Going through customs.

AuthorSinhaRoy, Sanhita

Colonize This! Young Women of Color on Today's Feminism edited by Daisy Hernandez and Bushra Rehman, with a foreword by Cherrie Moraga Seal Press. 432 pages. $16.95.

Reading Colonize This!, I was reminded of the experience I had growing up in various parts of the United States. I was sometimes told by classmates that certain things were or weren't done in America. At a football game in high school, for example, when I saw a classmate spiking his cola with alcohol, he told me that "in America," we didn't rat on other people. Others were watching too, but my face, which looked foreign to him, was the subject of his unfounded suspicion. It was always, "We Americans." Never mind that I have been an American citizen for most of my life. They might as well have said, "We whites."

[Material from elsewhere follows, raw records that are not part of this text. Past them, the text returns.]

PR #5317, opened 2017-07-25
ISPN-8097 ScatteredCrashInSequenceTest.testSplit failures

rvansa:
https://issues.jboss.org/browse/ISPN-8097

### DIFF
--- a/core/src/main/java/org/infinispan/commands/write/InvalidateVersionsCommand.java
+++ b/core/src/main/java/org/infinispan/commands/write/InvalidateVersionsCommand.java
@@ -6,7 +6,12 @@ import org.infinispan.container.DataContainer;
 import org.infinispan.container.versioning.InequalVersionComparisonResult;
 import org.infinispan.container.versioning.SimpleClusteredVersion;
 import org.infinispan.persistence.manager.OrderedUpdatesManager;
+import org.infinispan.statetransfer.StateTransferLock;
+import org.infinispan.statetransfer.StateTransferManager;
 import org.infinispan.util.ByteString;
+import org.infinispan.util.concurrent.CompletableFutures;
+import org.infinispan.util.logging.Log;
+import org.infinispan.util.logging.LogFactory;
 
 import java.io.IOException;
 import java.io.ObjectInput;
@@ -19,8 +24,13 @@ import java.util.concurrent.CompletableFuture;
  * @author Radim Vansa &lt;rvansa@redhat.com&gt;
  */
 public class InvalidateVersionsCommand extends BaseRpcCommand {
+   private static final Log log = LogFactory.getLog(InvalidateVersionsCommand.class);
+   private static final boolean trace = log.isTraceEnabled();
+
    public static final int COMMAND_ID = 67;
 
+   // This is the topologyId in which this command is valid (in case that it comes from the state transfer)
+   private int topologyId;
    private Object[] keys;
    private int[] topologyIds;
    private long[] versions;
@@ -29,6 +39,8 @@ public class InvalidateVersionsCommand extends BaseRpcCommand {
 
    protected DataContainer dataContainer;
    protected OrderedUpdatesManager orderedUpdatesManager;
+   protected StateTransferLock stateTransferLock;
+   protected StateTransferManager stateTransferManager;
 
    public InvalidateVersionsCommand() {
       this(null);
@@ -38,37 +50,65 @@ public class InvalidateVersionsCommand extends BaseRpcCommand {
       super(cacheName);
    }
 
-   public InvalidateVersionsCommand(ByteString cacheName, Object[] keys, int[] topologyIds, long[] versions, boolean removed) {
+   public InvalidateVersionsCommand(ByteString cacheName, int topologyId, Object[] keys, int[] topologyIds, long[] versions, boolean removed) {
       super(cacheName);
+      this.topologyId = topologyId;
       this.keys = keys;
       this.topologyIds = topologyIds;
       this.versions = versions;
       this.removed = removed;
    }
 
-   public void init(DataContainer dataContainer, OrderedUpdatesManager orderedUpdatesManager) {
+   public void init(DataContainer dataContainer, OrderedUpdatesManager orderedUpdatesManager,
+                    StateTransferLock stateTransferLock, StateTransferManager stateTransferManager) {
       this.dataContainer = dataContainer;
       this.orderedUpdatesManager = orderedUpdatesManager;
+      this.stateTransferLock = stateTransferLock;
+      this.stateTransferManager = stateTransferManager;
    }
 
    @Override
    public CompletableFuture<Object> invokeAsync() {
-      for (int i = 0; i < keys.length; ++i) {
-         Object key = keys[i];
-         if (key == null) break;
-         SimpleClusteredVersion version = new SimpleClusteredVersion(topologyIds[i], versions[i]);
-         dataContainer.compute(key, (k, oldEntry, factory) -> {
-            if (oldEntry == null) {
-               return null;
+      if (stateTransferLock != null) {
+         stateTransferLock.acquireSharedTopologyLock();
+      }
+      try {
+         if (topologyId >= 0 && stateTransferManager != null) {
+            int currentTopologyId = stateTransferManager.getCacheTopology().getTopologyId();
+            if (topologyId > currentTopologyId) {
+               if (trace) {
+                  log.tracef("Delaying command %s, current topology id %d", currentTopologyId);
+               }
+               return stateTransferLock.topologyFuture(topologyId).thenCompose(nil -> invokeAsync());
+            } else if (topologyId < currentTopologyId) {
+               log.ignoringInvalidateVersionsFromOldTopology(this.topologyId, currentTopologyId);
+               if (trace) {
+                  log.tracef("Ignored command is %s", this);
+               }
+               return CompletableFutures.completedNull();
             }
-            SimpleClusteredVersion localVersion = (SimpleClusteredVersion) oldEntry.getMetadata().version();
-            InequalVersionComparisonResult result = localVersion.compareTo(version);
-            if (result == InequalVersionComparisonResult.BEFORE || (removed && result == InequalVersionComparisonResult.EQUAL)) {
-               return null;
-            } else {
-               return oldEntry;
-            }
-         });
+         }
+         for (int i = 0; i < keys.length; ++i) {
+            Object key = keys[i];
+            if (key == null) break;
+            SimpleClusteredVersion version = new SimpleClusteredVersion(topologyIds[i], versions[i]);
+            dataContainer.compute(key, (k, oldEntry, factory) -> {
+               if (oldEntry == null) {
+                  return null;
+               }
+               SimpleClusteredVersion localVersion = (SimpleClusteredVersion) oldEntry.getMetadata().version();
+               InequalVersionComparisonResult result = localVersion.compareTo(version);
+               if (result == InequalVersionComparisonResult.BEFORE || (removed && result == InequalVersionComparisonResult.EQUAL)) {
+                  return null;
+               } else {
+                  return oldEntry;
+               }
+            });
+         }
+      } finally {
+         if (stateTransferLock != null) {
+            stateTransferLock.releaseSharedTopologyLock();
+         }
       }
       return orderedUpdatesManager.invalidate(keys).thenApply(nil -> null);
    }
@@ -90,6 +130,7 @@ public class InvalidateVersionsCommand extends BaseRpcCommand {
 
    @Override
    public void writeTo(ObjectOutput output) throws IOException {
+      output.writeInt(topologyId);
       // TODO: topology ids are mostly the same - sort the arrays according to topologyIds and use compaction encoding
       output.writeInt(keys.length);
       for (int i = 0; i < keys.length; ++i) {
@@ -107,6 +148,7 @@ public class InvalidateVersionsCommand extends BaseRpcCommand {
 
    @Override
    public void readFrom(ObjectInput input) throws IOException, ClassNotFoundException {
+      topologyId = input.readInt();
       keys = new Object[input.readInt()];
       topologyIds = new int[keys.length];
       versions = new long[keys.length];
@@ -124,7 +166,8 @@ public class InvalidateVersionsCommand extends BaseRpcCommand {
 
    @Override
    public String toString() {
-      StringBuilder sb = new StringBuilder("InvalidateVersionsCommand{removed=").append(removed).append(": ");
+      StringBuilder sb = new StringBuilder("InvalidateVersionsCommand{topologyId=").append(topologyId)
+            .append(", removed=").append(removed).append(": ");
       if (keys.length > 0 && keys[0] != null) {
          sb.append(keys[0]).append(" -> ").append(versions[0]);
       } else {
--- a/core/src/main/java/org/infinispan/container/entries/RemoteMetadata.java
+++ b/core/src/main/java/org/infinispan/container/entries/RemoteMetadata.java
@@ -14,6 +14,11 @@ import java.io.ObjectOutput;
 import java.util.Set;
 
 /**
+ * This is a metadata type used by scattered cache during state transfer. The address points to node which has last
+ * known version of given entry: During key transfer RemoteMetadata is created and overwritten if another response
+ * with higher version comes. During value transfer the address is already final and we request the value + metadata
+ * only from this node.
+ *
  * @author Radim Vansa &lt;rvansa@redhat.com&gt;
  */
 public class RemoteMetadata implements InternalMetadata {
--- a/core/src/main/java/org/infinispan/interceptors/distribution/ScatteredDistributionInterceptor.java
+++ b/core/src/main/java/org/infinispan/interceptors/distribution/ScatteredDistributionInterceptor.java
@@ -156,7 +156,7 @@ public class ScatteredDistributionInterceptor extends ClusteringInterceptor {
 
       DistributionInfo info = cacheTopology.getDistribution(command.getKey());
       if (info.primary() == null) {
-         throw AllOwnersLostException.INSTANCE;
+         throw OutdatedTopologyException.INSTANCE;
       }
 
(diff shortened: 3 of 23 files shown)


rvansa:
(not sure if the test fix label applies, since it's not a test problem)

pruivo:
basically, the only change it setting the topology id in the get. It looks good to me :) 
IMO, the test-fix label applies if you are fixing a test that is randomly (or not) failing :)

pruivo:
there are still failures in CI `ScatteredCrashInSequenceTest`

core/src/main/java/org/infinispan/interceptors/impl/PrefetchInterceptor.java
```diff
@@ -207,68 +214,97 @@ private Object prefetchKeysIfNeededAndInvokeNext(InvocationContext ctx, Visitabl
...
-         } else if ((metadata instanceof RemoteMetadata)) {
-            Address backup = ((RemoteMetadata) metadata).getAddress();
-            future = retrieveRemoteValue(Collections.singleton(backup), key);
-         } else {
-            future = retrieveRemoteValue(null, key);
+      // We want to throw OTE with the proper requested topology early if the command's topology does not match.
+      // Moreover, OTE thrown this way has requested topology id set; all queries about owner etc. must match
+      // command's topology id. If it did not the cache topology could change between SDI and STI
+      // (when the exception pops up) and we would set next topology id too high, while the OTE/AOLE was thrown
+      // due to older topology being present in SDI.
```
danberindei: I'd rather point the reader to the `ScatteredDistributionInterceptor` (?) method that checks the topology id and throws the OTE instead. This looks like too much detail and too far from the implementation to stay true for long.

core/src/main/java/org/infinispan/interceptors/impl/PrefetchInterceptor.java
```diff
@@ -207,68 +214,97 @@ private Object prefetchKeysIfNeededAndInvokeNext(InvocationContext ctx, Visitabl
...
       if (transferedKeys != null) {
-         return asyncInvokeNext(ctx, command, retrieveRemoteValues(ctx, transferedKeys).toCompletableFuture());
+         return asyncInvokeNext(ctx, command, retrieveRemoteValues(ctx, transferedKeys, command.getTopologyId()).toCompletableFuture());
       } else {
          return invokeNext(ctx, command);
       }
    }
 
-   private InvocationStage retrieveSingleRemoteValue(InvocationContext ctx, Object key) {
+   private InvocationStage retrieveSingleRemoteValue(InvocationContext ctx, Object key, int topologyId) {
```
danberindei: Is the method name right? At the very least, it's too similar to `retrieveRemoteValue`, which is quite different.

core/src/main/java/org/infinispan/interceptors/impl/PrefetchInterceptor.java
```diff
@@ -207,68 +214,97 @@ private Object prefetchKeysIfNeededAndInvokeNext(InvocationContext ctx, Visitabl
...
    }
 
-   private InvocationStage retrieveRemoteValues(InvocationContext ctx, List<?> keys) {
+   // TODO: this is not completely aligned with single-entry prefetch
+   private InvocationStage retrieveRemoteValues(InvocationContext ctx, List<?> keys, int topologyId) {
+      if (trace) {
+         log.tracef("Prefetching entries for keys %s using broadcast", keys);
+      }
       ClusteredGetAllCommand command = commandsFactory.buildClusteredGetAllCommand(keys, FlagBitSets.SKIP_OWNERSHIP_CHECK, null);
+      command.setTopologyId(topologyId);
```
danberindei: No explanation needed here?

rvansa: TBH I haven't seen any problems with that but I thought that adding the id won't harm. Should i add `// not really tested`? :)

core/src/main/java/org/infinispan/interceptors/impl/PrefetchInterceptor.java
rvansa: Right, it sounds a bit confusing. `retrieveSingleRemoteValue` runs first the local lookup (for the case that we already have the key) and then invokes `retrieveRemoteValue`. How would you like to call this method which does first local and then remote lookup? Just `retrieveSingleValue`?

Writing this comment I've realized that it may not work properly, though; Using the RemoteMetadata is correct only during the value transfer, but during key transfer the metadata could point to a node with outdated copy. I'll change that.

core/src/main/java/org/infinispan/interceptors/impl/PrefetchInterceptor.java
danberindei: It's just odd to have such a long explanation in one method and no explanation in the another one when they do the same thing :)

TBH it's probably better to not have a comment in `PrefetchInterceptor`, and have `ScatteredDistributionInterceptor` throw an exception if the topology id is not set. In https://github.com/infinispan/infinispan/pull/5315 I also made `RpcManager.invokeCommand*()` throw an exception if the topology id is not set instead of using the current topology id, like `RpcManager.invokeRemotely()` does.

core/src/main/java/org/infinispan/interceptors/impl/PrefetchInterceptor.java
danberindei: I'd probably call it `invokeGetCacheEntryCommand`.

rvansa: That (naming) wouldn't be right: it invokes the command *and* then does the remote lookup. The returned InvocationStage is completed when both those complete.

rvansa:
I've been running the tests 100 times w/ trace logs and 12 times w/o logs without failure :-/

rvansa:
Updated, setting the topology id all the time, including for local commands (those could do the retry now, too - I think that it's little price for reduced complexity).

danberindei:
@rvansa I don't think it's conceptually ok to throw an OTE for `CACHE_MODE_LOCAL` commands, because you're not doing an RPC, but you're still waiting for another RPC to happen so that the new topology is installed.

There's also a problem with `throw new OutdatedTopologyException(command.getTopologyId())` in `ScatteredDistributionInterceptor.checkTopology()`. There's an undocumented assumption in `(Base)StateTransferInterceptor` that the `requestedTopologyId` of any caught OTE is always greater than the command's initial topology id, and some of the `handleXReturn` methods ignore it, using `command.getTopologyId() + 1` all the time.

OTOH the `(Base)StateTransferInterceptor.handleXReturn` methods that do not ignore the `requestedTopologyId` won't block at all, because the command's initial topology id is guaranteed to be less than the current topology id.

And finally, what does it mean for an exception to "pop up"?

rvansa:
I agree that you must not wait for RPC with CACHE_MODE_LOCAL command, but I thought that the OTE is thrown only if the topology is changed between STI and xDI. Then we should retry immediatelly, because the next topology should be already installed. You can't have OTEs originating remotely.

Though, there really seems to be something fishy about BaseSTI.nextTopology and getNextTopologyId, I'll check it out.

Exception popping up means being propagated up the stack. I'll change the wording.

danberindei:
@rvansa I was thinking about when the primary owner is `null`, but I guess that would throw an AOLE instead of an OTE. Either way, a `CACHE_MODE_LOCAL` command should not wait for a new topology with a non-null primary owner.

rvansa:
@danberindei OK, I'll just remove the topologyId check for local commands in distribution interceptors, does that sound good to you?

tristantarrant:
Looks like this is still failing http://ci.infinispan.org/job/Infinispan/job/PR-5317/7/testReport/junit/org.infinispan.partitionhandling/ScatteredCrashInSequenceTest/testSplit5_SCATTERED_SYNC_/

rvansa:
@tristantarrant Yes, I've noticed that CI is still failing. So this will be a fix for the problems that I can reproduce locally.

danberindei:
@rvansa Skipping the topology check for local commands sounds good. I'll keep the JIRA open when I integrate this :)

pruivo:
@rvansa I have the `testSplit2` failing when I run the test class with single thread.

pruivo:
trace logs of `testSplit4`
https://drive.google.com/file/d/0ByatUPYii_o5UVpEWHFfZnFJekk/view?usp=sharing

I've noticed that NodeC receives an InvalidateVersionCommand right after applied the state transfer... I'm not sure if it was supposed to do that or not...

rvansa:
@pruivo Looks like you've hit even different issue than the one in CI. I'll fix that as well.

rvansa:
Okay, I've fixed both the InvalidateVersionsCommand coming from the past topology, and the other issue that had troubled CI: the test was using `StateSequencer` to block rebalance confirmations, but if none of them came it got stuck as well. Replaced with one-way synchronization.

pruivo:
@rvansa checkstyle error in CI

core/src/main/java/org/infinispan/interceptors/distribution/ScatteredDistributionInterceptor.java
```diff
@@ -714,7 +712,7 @@ private Object handlePutMapOnOrigin(InvocationContext ctx, PutMapCommand command
             localEntries.put(key, new MetadataImmortalCacheValue(entry.getValue(), metadata));
             commitSingleEntryIfNewer(ctxEntry, ctx, command);
          } else if (info.primary() == null) {
-            throw AllOwnersLostException.INSTANCE;
+            throw new AllOwnersLostException(cacheTopology.getTopologyId());
```
rvansa: There's no owner in CH - the key is lost.

core/src/main/java/org/infinispan/interceptors/impl/BaseStateTransferInterceptor.java
```diff
@@ -237,13 +232,24 @@ private Object handleReadCommandReturn(InvocationContext rCtx, VisitableCommand
...
          // we can return null only after the next topology is installed. If partition handling is enabled we decide
          // only based on the availability status.
          // In other cache modes, during partition the exception is already handled in PartitionHandlingInterceptor,
          // and if the handling is not enabled, we can't but return null.
          if (cacheConfiguration.clustering().cacheMode().isScattered()) {
-            requestedTopologyId = nextTopology(cmd, currentTopologyId);
+            AllOwnersLostException aole = (AllOwnersLostException) ce;
+            // It is possible that a command arrives with higher topology id than the one of current node; such
+            // command can cause execution of another command with CACHE_MODE_LOCAL flag (not checking topology id
+            // vs. command id) and this could find no owner in the current cache topology.
```
rvansa: It was your requirement that a read command never blocks, waiting for another topology.

core/src/main/java/org/infinispan/interceptors/impl/PrefetchInterceptor.java
```diff
@@ -207,68 +214,96 @@ private Object prefetchKeysIfNeededAndInvokeNext(InvocationContext ctx, Visitabl
...
+      }
+      CacheEntry entry = (CacheEntry) rv;
+      Metadata metadata = entry != null ? entry.getMetadata() : null;
+      CompletableFuture<InternalCacheValue> future;
+      int segment = keyPartitioner.getSegment(cmd.getKey());
+      if (metadata != null && metadata.version() != null && svm.isVersionActual(segment, metadata.version())){
+         return null;
+      } else if ((metadata instanceof RemoteMetadata) && svm.getSegmentState(segment) == ScatteredVersionManager.SegmentState.VALUE_TRANSFER) {
+         // The RemoteMetadata is valid only during value transfer - in blocked state there shouldn't be any such
+         // entry and during key transfer we could see metadata pointing to a node with outdated information.
```
rvansa: It's not outdated RemoteMetadata, but RM pointing to an outdated copy. During key transfer all nodes send their versions and RM is added/overwritten if another node has higher version. Until we get all copies (and we're not sure about it until value transfer) there might be a RM that comes from a node with outdated information.

core/src/main/java/org/infinispan/commands/write/InvalidateVersionsCommand.java
```diff
@@ -38,39 +45,63 @@ public InvalidateVersionsCommand(ByteString cacheName) {
...
+               SimpleClusteredVersion localVersion = (SimpleClusteredVersion) oldEntry.getMetadata().version();
+               InequalVersionComparisonResult result = localVersion.compareTo(version);
+               if (result == InequalVersionComparisonResult.BEFORE || (removed && result == InequalVersionComparisonResult.EQUAL)) {
+                  return null;
+               } else {
+                  return oldEntry;
+               }
+            });
+         }
+         return orderedUpdatesManager.invalidate(keys).handle((nil, t) -> {
```
rvansa: what's the difference between DC and storing in persistence?

core/src/main/java/org/infinispan/interceptors/distribution/ScatteredDistributionInterceptor.java
danberindei: The way I see it, a key is lost iif `cache.get(key)` returns `null` or throws an `AvailabilityException`. Scattered cache may have a single owner in the CH, but it behaves as if it had 1 primary owner and 1 backup owner.

core/src/main/java/org/infinispan/commands/write/InvalidateVersionsCommand.java
danberindei: I wasn't thinking about persistence, but about not blocking while holding the shared topology lock in general.

`StateTransferLockImpl.ownershipLock` is non-fair, so keeping the read lock for a long time may delay write lock acquisition (IOW topology updates) for a long time. Of course, it may be simpler to make `ownershipLock` fair, but then we'd have to profile it and make sure it's not slower than then non-fair version when no locks are acquired.

core/src/main/java/org/infinispan/interceptors/impl/BaseStateTransferInterceptor.java
danberindei: That was for distributed mode. I thought scattered mode always had to block until the primary (as determined by the originator) has the value, and the primary can't apply the value if it doesn't have the right topology.

core/src/main/java/org/infinispan/interceptors/impl/PrefetchInterceptor.java
danberindei: Maybe you could add some javadoc to `RemoteMetadata` to explain what `getAddress()` means during each phase?

rvansa: added

core/src/main/java/org/infinispan/interceptors/distribution/ScatteredDistributionInterceptor.java
rvansa: Still, by definition of "all owners" this is what happens. I prefer to throw OTE on events where we detect that current topology id does not match to command topology id, rather than any time we don't know what else to do and hope we could know it later.

rvansa:
@pruivo @danberindei Forgot to comment, the checkstyle problems have been fixed and now there's Success in CI (First time I see that!)

pruivo:
@rvansa success? I see a new failure:
http://ci.infinispan.org/job/Infinispan/job/PR-5317/24/testReport/org.infinispan.scattered.statetransfer/PushTransferTest/testNodeJoin/

rvansa:
@pruivo @danberindei Ok, this time it asked for a bigger overhaul. I've found out that rebalance confirmations can be sent before the push-transfer (incl. invalidation) finishes, so I've adjusted `StateTransferProvider/Consumer#onTopology` to return CF and confirm the rebalance only after both complete the update, instead of calling `StateTransferManager.notifyRebalanceEnd` which I've removed.

core/src/main/java/org/infinispan/interceptors/distribution/ScatteredDistributionInterceptor.java
danberindei: I guess I'm fixating too much on the "lost" part :)

But IMO we don't need a separate exception every time we need to tell `StateTransferInterceptor` to wait for a new topology, because that just adds duplicate code in `StateTransferInterceptor`. Except here the topology id in `AllOwnersLostException` is the "known bad" topology id and in `OutdatedTopologyException` it's the "expected" topology id, so it's going to be harder to figure out if `STI` is trying to do the same thing for both in the future.

core/src/main/java/org/infinispan/container/entries/RemoteMetadata.java
```diff
@@ -14,6 +14,11 @@
 import java.util.Set;
 
 /**
+ * This is a metadata type used by scattered cache during state transfer. The address points to node which has last
+ * known version of given entry: During key transfer RemoteMetadata is created and overwritten if another response
+ * with higher version comes. During value transfer the address is already final and we request the value + metadata
+ * only from this node.
```
danberindei: Nice, this is exactly what I was looking for!

core/src/main/java/org/infinispan/interceptors/impl/PrefetchInterceptor.java
```diff
@@ -207,68 +214,96 @@ private Object prefetchKeysIfNeededAndInvokeNext(InvocationContext ctx, Visitabl
...
+         }
+         SuccessfulResponse successfulResponse = (SuccessfulResponse) response;
+         InternalCacheValue icv = (InternalCacheValue) successfulResponse.getResponseValue();
+         if (icv == null) {
+            continue;
+         }
+         Metadata metadata = icv.getMetadata();
+         if (metadata instanceof RemoteMetadata) {
+            // not sure if this can happen, but let's be on the safe side
+            throw OutdatedTopologyException.INSTANCE;
```
danberindei: I think it can happen if the remote get is delayed a lot and the key ownership changes from A to B and then to A again.

rvansa: Right, topology check should make this impossible.

danberindei:
Integrated, thanks Radim!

I have a feeling that the women of Colonize This! would know exactly how I was feeling.

Edited by Daisy Hernandez, a former columnist for Ms. magazine, and poet Bushra Rehman, this aptly titled collection of essays by young women of color amplifies the voices of resistance in today's generation of female activists, artists, professionals, and educators.

These women take what they've learned about the struggles against traditional racism, classism, and sexism during the '60s and '70s and apply the lessons to contemporary, everyday manifestations of oppression. Whether they be issues inherited from their mothers' generation (the growing income gap, the racism of white feminism, gentrification) or more unique to the time (HIV/AIDS, the current Middle East crisis, the aftermath of September 11), the young women in Colonize This! put faces on these issues.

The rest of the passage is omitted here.